─── INFORMATION SUPPLIED ───

PR #584, opened 2017-07-16
WIP - dependent function types

pnwamk:
This PR adds dependent function types to Typed Racket. Specifically, it adds the following:

```
* new type DFun (see DFun def in type-rep.rkt)
  + represents a dependent function (i.e. arguments
    depend on one another)
  + syntax is like ->i, but w/o the 'i', e.g.
    (-> ([v : (Vec A)] 
         [i : (v) Nat #:where (< i (vec-len v))])
         A)
    order of dependencies doesn't matter, as long as there's
    no cycle in the dependencies
  + contracts for DFun generate ->i contracts (obviously)

* tc-expr/check can assign existential objects
  + sometimes we want a local/existential object for a value
    (like when applying a dependent function), tc-expr/check
    can assign one (notably this is used by tc-dep-fun-arg)

* #:with-logical-refinements flag turns on more reasoning
  namely existential objects for functions w/ dependent types
  and linear integer information for integer primitives (see below)


* integer arith prims get propositions w/ #:with-logical-refinements
  I ran into a bit of chicken and egg problem since our theory knows
  about certain integer operations (e.g. *, +, -, <, <=, =, >, <=). I
  decided to go ahead and hard-code their logical info so it is
  explicitly added when we observe their application while type checking.
  This means at the moment you couldn't express the same thing with the
  types we allow users to write... trade offs =\

* unsafe-require/typed/provide added
  see prims-contract.rkt

* misc
  + vector-length has a latent object now
  + tc/dep-lambda checks dependent function bodies (tc-lambda-unit.rkt)
  + logical propositions are extracted when recording initial types
    for identifiers (see tc-let-unit.rkt and perhaps other areas)
  + extract-props returns a simplified type if props were extracted
    in addition to any extracted props to avoid infinite loops
    e.g. old behavior: (extract-props obj {x : Int | x < 42})
                       ==> (< obj 42)
         new behavior: (extract-props obj {x : Int | x < 42})
                       ==> (values Int (< obj 42))

* VecLenPE treatment (uninterpreted-PE?)
  + there is special treatment of the `VecLenPE` path element in several places
     (grep for `uninterpreted-PE?`), this is because `VecLenPE` is the first path element
     that does not refer to some sub-portion of a type. If we learn something about
     the VecLenPE of an object, we need to remember it... and so currently we explicitly
     test for this case and store the info. In the future, if there are more such path elements,
     we would need to add these to the `uninterpreted-PE?` predicate as well (or distinguish
     them from interpreted path elements in some other way)
```

TODO
- [x] dependent function documentation
- [x] better documentation for linear integer stuff
- [x] add docs for unsafe-require/typed[/provide]
- [x] add SPECIFIC documentation of which functions get more logical info when the `#:with-logical-refinements` keyword is provided on the `#lang` line


pnwamk:
The math tests are failing due to some exponential proposition growth. It appears bubbling up the types of existential variables in the then- and else-propositions of type checking results is not a feasible technique (which isn't that surprising... it's pretty hacky). Will have to look at more efficient ways to propagate that information up (mutation? another field in tc-results? ?)

pnwamk:
we're passing tests and have some preliminary performance stats.

I think I need to write up a summary still and maybe play around with the perf degradation and see if I can narrow down what's causing it.

```
performance results:
schml-specify-rep: 2.2% faster (6.36s to 6.22s)
schml-interp-casts-help: 3.4% slower (15.86s to 16.4s)
parser: 7.04% slower (1.42s to 1.52s)
old-metrics: 4.02% slower (1.74s to 1.81s)
new-metrics: 4.8% slower (2.29s to 2.4s)
math-flonum: 10.11% slower (2.77s to 3.05s)
fsm: 4.29% slower (5.6s to 5.84s)
forth: 5.56% slower (9.72s to 10.26s)
dungeon: 4.9% slower (10.61s to 11.13s)
acquire: 1.48% slower (28.37s to 28.79s)
```

(perf results calculated by [this](https://github.com/pnwamk/tr-performance) code)

pnwamk:
w/ commit b8d6e05 we get the following timing results (notably the math related file is now more or less unaffected):

```
6.10 vs PR
Compile time ratio (old time / new time):
schml-specify-rep: 1.02 (i.e. faster, 6.33s (σ 0.01) to 6.18s (σ 0.01))
schml-interp-casts-help: 0.99 (i.e. slower, 15.84s (σ 0.02) to 16.0s (σ 0.05))
parser: 0.93 (i.e. slower, 1.42s (σ 0.0) to 1.52s (σ 0.0))
old-metrics: 0.96 (i.e. slower, 1.74s (σ 0.0) to 1.81s (σ 0.0))
new-metrics: 1.0 (i.e. slower, 2.3s (σ 0.0) to 2.3s (σ 0.0))
math-flonum: 0.99 (i.e. slower, 2.77s (σ 0.01) to 2.81s (σ 0.0))
fsm: 0.95 (i.e. slower, 5.58s (σ 0.0) to 5.85s (σ 0.01))
forth: 0.95 (i.e. slower, 9.73s (σ 0.01) to 10.28s (σ 0.02))
dungeon: 0.96 (i.e. slower, 10.56s (σ 0.01) to 10.96s (σ 0.02))
acquire: 0.98 (i.e. slower, 28.33s (σ 0.07) to 28.83s (σ 0.03))


;; 6.2 vs PR
Compile time ratio (old time / new time):
schml-specify-rep: 2.17 (i.e. faster, 13.43s (σ 0.01) to 6.2s (σ 0.01))
schml-interp-casts-help: 9.54 (i.e. faster, 152.69s (σ 1.34) to 16.0s (σ 0.05))
parser: 0.91 (i.e. slower, 1.38s (σ 0.0) to 1.52s (σ 0.0))
old-metrics: 0.99 (i.e. slower, 1.79s (σ 0.0) to 1.81s (σ 0.01))
new-metrics: 1.41 (i.e. faster, 3.25s (σ 0.01) to 2.3s (σ 0.0))
math-flonum: 1.12 (i.e. faster, 3.14s (σ 0.01) to 2.81s (σ 0.0))
fsm: 0.95 (i.e. slower, 5.58s (σ 0.0) to 5.85s (σ 0.02))
forth: 0.97 (i.e. slower, 9.93s (σ 0.03) to 10.23s (σ 0.02))
dungeon: 0.95 (i.e. slower, 10.39s (σ 0.01) to 10.98s (σ 0.04))
acquire: 1.11 (i.e. faster, 31.98s (σ 0.03) to 28.85s (σ 0.04))
```

typed-racket-lib/typed-racket/private/parse-type.rkt
```diff
@@ -223,6 +237,36 @@
...
+  #:description "dependent function argument"
+  #:attributes (name local-name deps type-stx refinement-prop-stx)
+  (pattern [name:id
+            :colon^
+            (~optional (dep:id ...)
+                       #:defaults ([(dep 1) null]))
+            type-stx:expr
+            (~optional (~seq #:where refinement-prop-stx:expr)
+                       #:defaults ([refinement-prop-stx #'Top]))]
+           #:fail-when (member #'name (syntax->list #'(dep ...)))
```
bennn: I think this error-checking should be with the checks on 762. So the syntax class just does parsing, and all the checking happens in the same place.

typed-racket-lib/typed-racket/rep/free-ids.rkt
```diff
@@ -0,0 +1,82 @@
...
+      [_ (Rep-for-each rep loop!)]))
+  ids)
+
+
+;; - - - - - - - - - - - - - - - - - - - - - - - - - -
+;; helper function for dependent arg id calculations
+;; - - - - - - - - - - - - - - - - - - - - - - - - - -
+;; note: in my testing (up to 12 args or so) lists
+;; seemed to be the clear winner over free-id-tables
+;; in terms of speed/memory/etc, so lists it is!
```
bennn: Can you put the test code in a gist or something, and link to it?

typed-racket-lib/typed-racket/rep/type-rep.rkt
```diff
@@ -558,6 +559,43 @@
...
+(def-type DFun ([dom (listof Type?)]
+                [rng SomeValues?])
+  [#:mask mask:procedure]
+  [#:frees (f) (combine-frees (cons (f rng)
+                                    (for/list ([d (in-list dom)])
+                                      (flip-variances (f d)))))]
+  [#:fmap (f) (make-DFun (map f dom) (f rng))]
+  [#:for-each (f) (for-each f dom) (f rng)])
+
+(define/provide (SomeDFun? t)
```
bennn: Is this unused?

typed-racket-lib/typed-racket/rep/free-ids.rkt
```diff
@@ -0,0 +1,82 @@
+#lang racket/base
+
```
samth: Let's have a comment here about exactly what free ids are being discussed here.

typed-racket-lib/typed-racket/rep/type-rep.rkt
```diff
@@ -1344,20 +1363,23 @@
 (define (term-var-transform initial transform)
   (let rec/lvl ([rep initial] [lvl 0])
     (define (rec rep) (rec/lvl rep lvl))
-    (define (rec/inc rep) (rec/lvl rep (add1 lvl)))
```
samth: Why delete this?

typed-racket-lib/typed-racket/typecheck/tc-funapp.rkt
```diff
@@ -56,15 +58,54 @@
               #:when (not (Empty? o)))
      (list* idx o t))))
 
+(define (dfunapp-check! args-stx argress dom)
```
samth: Say why this function is needed.

typed-racket-lib/typed-racket/types/numeric-tower.rkt
```diff
@@ -102,3 +111,117 @@
...
+     (hash-ref all-bounded-int-types nbits #f)]
+    [(BaseUnion: 0 nbits)
+     (hash-ref all-bounded-int-types nbits #f)]
+    [_ #f]))
+
+
+;; given the fact that 'obj' is of type 'type',
+;; look inside of type trying to learn
+;; more info about obj
+(define (extract-props obj type)
```
samth: Maybe a comment about why this is here.

typed-racket-lib/typed-racket/types/subtype.rkt
```diff
@@ -363,6 +388,7 @@
     (parameterize ([temp-objs seq])
       . body)))
 
+
 ;; the algorithm for recursive types transcribed directly from TAPL, pg 305
```
samth: Tragically no longer true.

typed-racket-lib/typed-racket/types/subtype.rkt
```diff
@@ -397,15 +423,54 @@
...
+                              (cons lower-bound upper-bound)))
+        #:when (and (with-logical-refinements?)
+                    (subtype* A t1 -Int obj)
+                    (provable-int-subtype? A t1 lower-bound upper-bound obj))
+        A]
+       [(_ _) ;; otherwise we case on t1
         (subtype-cases A t1 t2 obj)])]))
 
+
+(define (provable-int-subtype? A t1 lower-bound upper-bound obj)
```
samth: Add a comment about this function.

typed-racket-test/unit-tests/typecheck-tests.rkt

───

What lines of the material contain "existential"? Show them.

SOLVED EXERCISE
* tc-expr/check can assign existential objects
  + sometimes we want a local/existential object for a value
  namely existential objects for functions w/ dependent types
The math tests are failing due to some exponential proposition growth. It appears bubbling up the types of existential variables in the then- and else-propositions of type checking results is not a feasible technique (which isn't that surprising... it's pretty hacky). Will have to look at more efficient ways to propagate that information up (mutation? another field in tc-results? ?)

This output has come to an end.